START Records

PR #129, opened 2023-07-20
Add preliminary cheat support

wheremyfoodat:
Add basic framework for cheats + support for some simpler ActionReplay (CTRPF) cheat codes.
Note: Some AR cheats rely on things such as linear heap mapping being 1-1 with retail kernel and as such don't work. Also cheats are not yet hooked to the GUI.


wheremyfoodat:
Disclaimer: We at Panda3DS HQ do not endorse spousal infidelity, academic cheating or cheating in multiplayer games. Thank you for your time.

PR #136, opened 2023-07-24
Refactor http server

OFFTKP:
Improvements:

- Remove Emulator::pollHttpServer function as it did not belong inside Emulator, instead give HttpServer a pointer to emulator
- Create an HttpAction class which each type of action (more to be added) derives
- Instead of a single request, can now queue many requests in a (hopefully) thread safe queue and execute them whenever polled
- Use RAII for starting and stopping the server
- Cleaner HttpServer class overall
- Added function that checks if a button is pressed in hid.hpp


wheremyfoodat:
This is a weird thing to explain but I'll be replacing the HID isPressed function you added for New3DS compatibility reasons

The tl;dr is that due to the way the New3DS extra buttons are implemented, this will not be compatible with ZL/ZR/C stick

OFFTKP:
That's fine

wheremyfoodat (approved):

PR #139, opened 2023-07-26
Add load_rom http server command

OFFTKP:
Panda.


liuk7071:
Panda.

wheremyfoodat:
We really need some way to report if ROM loading was actually successful. This will work for eg GBA ROMs which barely have a defined format to begin with, but less so for 3DS ROMs which have relatively complicated and strict formats.

wheremyfoodat:
So I guess this will also need the deferred response API

PR #142, opened 2023-07-27
[Vulkan] Implement framebuffer management

Wunkolo:
Some initial framebuffer management. Panda3DS will maintain a cache of its own framebuffer objects and will blit them to the swapchain-image rather than operating on the swapchain image directly.


wheremyfoodat:
C++20 ranges (alongside concepts) will have to be avoided in the codebase for now unless necessary because AppleClang is stuck way behind LLVM Clang, and that's the one most MacOS people have readily available (Apple makes using real Clang & GCC unnecessarily hard in an attempt to push AppleClang)

Wunkolo:
AppleClang is rly holding the whole Apple software ecosystem back 😒. I'll revert the ranges stuff.

wheremyfoodat:
My favourite part about MacOS is that invoking `gcc` actually invokes AppleClang

wheremyfoodat:
@Wunkolo Would it be easier for you to do an initial merge so that you can avoid getting crippled by merge conflicts and such? It's alright if you'd like that, this rendition of the code might not be ready for games but it's still better than upstream ^_^

Wunkolo:
That might be worth doing yeah. I'm like at the last 15% of this feature before it's minimally viable and for cleanups to start happening with later PRs, then more PRs for actually rendering after.
I'll mark it as ready-for-review once it's ready for that so I can break up the tasks rather than have huge PRs like this one.

wheremyfoodat:
OK drop a message here when you want it merged

Wunkolo:
In a good state for now. Will have to revisit a lot of these nasty patterns later with some further, more broken-up, PRs but this is a draft implementation for all the things needed to get some basic render-textures working(allocating, displaying, transposing within a shader, clearing, etc).

Runs with no validation errors when running both_screens.elf, SimplerTri.elf, and textured_cube.elf.

While testing some retail games while working on this:
On my Intel GPU(UHD Graphics 750): Runs many retail games with no validation layer messages.
On my AMD GPU(RX 560D): Same as above.
On my Nvidia GPU(RTX 3090): Some games use RGBA4 render-textureswWhich is mapped to the `R4G4B4A4_UNORM_PACK16` type in Vulkan at the moment).
Nvidia only supports this format as a blit-source and not for render-pass attachments or blitting _into_. This will need some runtime copying back and forth into something like `R8G8B8A8_UNORM`.

wheremyfoodat (approved):

wheremyfoodat:
Pamda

END Records

Work request - Each line must be set down again exactly as above, with no line omitted.

Result -
PR #129, opened 2023-07-20
Add preliminary cheat support

wheremyfoodat:
Add basic framework for cheats + support for some simpler ActionReplay (CTRPF) cheat codes.
Note: Some AR cheats rely on things such as linear heap mapping being 1-1 with retail kernel and as such don't work. Also cheats are not yet hooked to the GUI.


wheremyfoodat:
Disclaimer: We at Panda3DS HQ do not endorse spousal infidelity, academic cheating or cheating in multiplayer games. Thank you for your time.

PR #136, opened 2023-07-24
Refactor http server

OFFTKP:
Improvements:

- Remove Emulator::pollHttpServer function as it did not belong inside Emulator, instead give HttpServer a pointer to emulator
- Create an HttpAction class which each type of action (more to be added) derives
- Instead of a single request, can now queue many requests in a (hopefully) thread safe queue and execute them whenever polled
- Use RAII for starting and stopping the server
- Cleaner HttpServer class overall
- Added function that checks if a button is pressed in hid.hpp


wheremyfoodat:
This is a weird thing to explain but I'll be replacing the HID isPressed function you added for New3DS compatibility reasons

The tl;dr is that due to the way the New3DS extra buttons are implemented, this will not be compatible with ZL/ZR/C stick

OFFTKP:
That's fine

wheremyfoodat (approved):

PR #139, opened 2023-07-26
Add load_rom http server command

OFFTKP:
Panda.


liuk7071:
Panda.

wheremyfoodat:
We really need some way to report if ROM loading was actually successful. This will work for eg GBA ROMs which barely have a defined format to begin with, but less so for 3DS ROMs which have relatively complicated and strict formats.

wheremyfoodat:
So I guess this will also need the deferred response API

PR #142, opened 2023-07-27
[Vulkan] Implement framebuffer management

Wunkolo:
Some initial framebuffer management. Panda3DS will maintain a cache of its own framebuffer objects and will blit them to the swapchain-image rather than operating on the swapchain image directly.


wheremyfoodat:
C++20 ranges (alongside concepts) will have to be avoided in the codebase for now unless necessary because AppleClang is stuck way behind LLVM Clang, and that's the one most MacOS people have readily available (Apple makes using real Clang & GCC unnecessarily hard in an attempt to push AppleClang)

Wunkolo:
AppleClang is rly holding the whole Apple software ecosystem back 😒. I'll revert the ranges stuff.

wheremyfoodat:
My favourite part about MacOS is that invoking `gcc` actually invokes AppleClang

wheremyfoodat:
@Wunkolo Would it be easier for you to do an initial merge so that you can avoid getting crippled by merge conflicts and such? It's alright if you'd like that, this rendition of the code might not be ready for games but it's still better than upstream ^_^

Wunkolo:
That might be worth doing yeah. I'm like at the last 15% of this feature before it's minimally viable and for cleanups to start happening with later PRs, then more PRs for actually rendering after.
I'll mark it as ready-for-review once it's ready for that so I can break up the tasks rather than have huge PRs like this one.

wheremyfoodat:
OK drop a message here when you want it merged

Wunkolo:
In a good state for now. Will have to revisit a lot of these nasty patterns later with some further, more broken-up, PRs but this is a draft implementation for all the things needed to get some basic render-textures working(allocating, displaying, transposing within a shader, clearing, etc).

Runs with no validation errors when running both_screens.elf, SimplerTri.elf, and textured_cube.elf.

While testing some retail games while working on this:
On my Intel GPU(UHD Graphics 750): Runs many retail games with no validation layer messages.
On my AMD GPU(RX 560D): Same as above.
On my Nvidia GPU(RTX 3090): Some games use RGBA4 render-textureswWhich is mapped to the `R4G4B4A4_UNORM_PACK16` type in Vulkan at the moment).
Nvidia only supports this format as a blit-source and not for render-pass attachments or blitting _into_. This will need some runtime copying back and forth into something like `R8G8B8A8_UNORM`.

wheremyfoodat (approved):

wheremyfoodat:
Pamda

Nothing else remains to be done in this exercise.